На следующий день в половине первого, как и было условлено, она оказалась на церковном дворе. Было пасмурно и грязно, вчерашний снег полностью растаял, орали грачи, народ выходил из церкви. Гена тоже вышел, троекратно перекрестился на двери и заозирался по сторонам. Было в его виде что-то неприятно-суетливое, Вале даже захотелось уйти, а когда он ее заметил и обрадовался радостью охотника, ей еще сильнее захотелось уйти. Но нельзя, нельзя: она возвещательница, у нее служение…
– Отец Димитрий сейчас выйдет, он переоблачается, глухонемой ждет его, – взволнованно сказал Гена.
– А как его зовут?
– Отец Димитрий.
– Глухонемого.
– Не знаю. То есть мне отец Димитрий говорил, но я уже забыл.
– Не важно, сама спрошу. А он один? Ты говорил, у него жена есть…
– Я ее уже примерно месяц не видел, она была беременная.
– Понятно.
Валя чувствовала в себе то же охотничье предвкушение, которое она распознала в Гене и которое в Гене ей очень не понравилось. Но теперь это не важно, пусть себе охотится; главное, чтобы до времени не догадался.

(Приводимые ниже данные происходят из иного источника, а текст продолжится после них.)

PR #1252, opened 2020-01-04

js636f:
Batch 9

Files:
test/
- isPair.js
- isPlainObj.js
- isPositive.js

src/
- isPlainObj.js


js636f:
@char0n, it seems to me all tests are OK, but test_node_9 failed because of some internal system error. Should I merge this PR or you'll restart test first?

char0n:
@js636f I've restarted the test. Yes this sometimes happens, I did not find a cause for this yes, but seems that it's a CircleCI issue with node. When tests fail, usualy restarting them on CI is a primary action you should seek for.

js636f:
@char0n, OK, thank you!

«Красивая и себе на уме», – подумал отец Димитрий, подходя к девушке вместе со своим глухонемым духовным чадом. Благословения она, естественно, не спросила, и священник мысленно попросил Господа о вразумлении – и себя, и ее, и Гены, и раба Божия Анатолия – всех вразуми, Господи! Девушка рассказала о питерской общине глухонемых при университетской церкви. Университетская церковь! В нашей глуши о таком только мечтать, почти так же фантастично звучит, как литургия для глухонемых…
– Ну а если Господь сотворит чудо, и наберется община, и будет получено благословение, смогли бы вы…

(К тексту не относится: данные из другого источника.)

Issue #1103, opened 2019-10-11
padStart


char0n:
**Is your feature request related to a problem? Please describe.**

This function pads the current string with another string (multiple times, if needed) until the resulting string reaches the given length. The padding is applied from the start of the current string.

**Describe the solution you'd like**

```js
RA.padStart(3, 'a'); // => '  a'
```
The function is of arity=2 and is autocurried.

**Additional context**

This function is just a specialization of [padCharsStart](https://github.com/char0n/ramda-adjunct/issues/1102) and should/must use this function to implement it's behavior.

[This PR](https://github.com/char0n/ramda-adjunct/pull/1067) should serve as a model template of PR for `padStart` function.

jrga03:
can i have this issue?

char0n:
@jrga03 you would first need to implement https://github.com/char0n/ramda-adjunct/issues/1102 to process this. Write a comment in https://github.com/char0n/ramda-adjunct/issues/1102 so that I can assigned you there.

char0n:
@jrga03 already taken by different developer, it would be possible to execute this issue when #1102 is landed on master.

jrga03:
@char0n alright, will wait for #1102

char0n:
@jrga03 meanwhile I can offer you [RA.isSet](https://github.com/char0n/ramda-adjunct/issues/1110) ? Would it be acceptable for you ?

char0n:
@jrga03 go for #1102 if you wish you. There has been no activity from original issue requester.

char0n:
@jrga03 issue is in master. Go ahead with the implementation if you're still interested.

PR #1287, opened 2020-01-26
feat: add padStart

kitasuna:
#1103

Add padStart / types / tests

### DIFF
--- a/src/padStart.js
+++ b/src/padStart.js
@@ -1,9 +1,7 @@
 import padCharsStart from './padCharsStart';
 
 /**
- * The function pads the current string with an empty string
- * so that the resulting string reaches a given length.
- * The padding is applied to the beginning of the current string.
+ * Pads string on the left side if it's shorter than length.
  *
  * @func padStart
  * @memberOf RA
--- a/src/padStart.js
+++ b/src/padStart.js
@@ -1,0 +1,25 @@
+import padCharsStart from './padCharsStart';
+
+/**
+ * The function pads the current string with an empty string
+ * so that the resulting string reaches a given length.
+ * The padding is applied to the beginning of the current string.
+ *
+ * @func padStart
+ * @memberOf RA
+ * @since {@link https://char0n.github.io/ramda-adjunct/2.25.0|v2.25.0}
+ * @category String
+ * @sig Number -> String -> String
+ * @param {number} targetLength The length of the resulting string once
+ * the current string has been padded
+ * @param {string} value String value to be padded
+ * @return {string} A new string of the specified length with the empty string
+ * applied to the beginning of the current string
+ * @see {@link RA.padCharsEnd|padCharsEnd}, {@link RA.padCharsStart|padCharsStart}, {@link RA.padEnd|padEnd}
+ * @example
+ *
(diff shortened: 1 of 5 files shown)


src/padStart.js
```diff
@@ -0,0 +1,25 @@
+import padCharsStart from './padCharsStart';
+
+/**
+ * The function pads the current string with an empty string
```
char0n: What do you say to the following: `Pads string on the left side if it's shorter than length. Padding characters are truncated if they exceed length.`

test/padStart.js
```diff
@@ -0,0 +1,47 @@
+import { assert } from 'chai';
+
+import * as RA from '../src';
+
+describe('padStart', function() {
+  specify('should pad string with spaces', function() {
```
char0n: specify -> it

test/padStart.js
```diff
@@ -0,0 +1,47 @@
...
+    }
+  );
+
+  context('given targeLength is a negative number', function() {
+    specify('should return original string', function() {
+      assert.strictEqual(RA.padStart(-10, 'abc'), 'abc');
+    });
+  });
+
+  specify('should curry', function() {
```
char0n: specify -> it

types/index.d.ts
```diff
@@ -1331,6 +1331,14 @@ declare namespace RamdaAdjunct {
         padCharsStart(padString: string, targetLength: number, value: string): string;
         padCharsStart(padString: string, targetLength: number): (value: string) => string;
         padCharsStart(padString: string): (targetLength: number, value: string) => string;
+
+        /**
```
char0n: Please align this description with the final description suggested above: https://github.com/char0n/ramda-adjunct/pull/1287/files#diff-8322d64eab92ea5ea1ca5d559ab14f97R4

src/padStart.js
kitasuna: Thanks for the feedback! One clarification on this bit:

> Padding characters are truncated if they exceed length.

What would be an example of this happening?

char0n: You're right! We can drop this last sentence, because that is specific to `padCharsStart` and not to `padStart`

test/padStart.js
char0n: We only use `specify` inside `context`. In other cases `it` is used inside `describe`.

src/padStart.js
kitasuna: Ok, cool. I was concerned the implementation was missing something after reading your initial comment 😅. Will update shortly. Thanks again!

kitasuna:
Comments addressed! btw, originally I had stolen the descriptions from the `padEnd` function and modified as necessary. If you want, I'm happy to align the desc on `padEnd` as well, to something like `Pads string on the right side if it's shorter than length.` Just let me know 👍

char0n:
> Comments addressed! btw, originally I had stolen the descriptions from the padEnd function and modified as necessary. If you want, I'm happy to align the desc on padEnd as well, to something like Pads string on the right side if it's shorter than length. Just let me know +1

That a great catch. We should definitely make them consistent.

Нет. Естественно. Зачем же она тогда пришла – только из-за Гены? Очень оживленно, эмоционально беседует с Анатолием, жестикулируя и что-то беззвучно проговаривая. Анатолий что-то отвечает ей столь же беззвучно и размашисто. Сначала он выглядит удивленным, потом сердитым, наконец требует ручку и бумагу – это очень простой жест, отец Димитрий не знает, таков ли он в языке глухонемых, но в общении духовного чада с духовным отцом он таков.
Сильно нажимая на бумагу, Анатолий написал: «Почему Христос не Бог? Почему Он архангел Михаил? Почему у человека нет бессмертной души? Эта девушка сумасшедшая?»
«Духовно больная, сектантка, – ответил священник ниже. – Она сказала тебе ложь, но она верит в эту ложь. Помолись о заблудшей Валентине».